_Aim of the exercise_
Lines with "nextclade": pull these out of the listing below.

━━━━━━━━━━

PR #3075, opened 2024-10-25
feat(ci, ingest, prepro): Allow custom nextclade datasets

anna-parker:
resolves #

preview URL: https://allow-custom-datasets.loculus.org/

### Summary

This PR allows multi-segmented pathogens to use nextclade datasets from different servers and of different names in the server.

Currently we assume all datasets of a multi-segmented organism are in the same folder on the same server and that that folder has a sub-folder with the name of that respective pathogen - this might not always be the case.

━━━━━━━━━━

_Solution to the problem_
feat(ci, ingest, prepro): Allow custom nextclade datasets
This PR allows multi-segmented pathogens to use nextclade datasets from different servers and of different names in the server.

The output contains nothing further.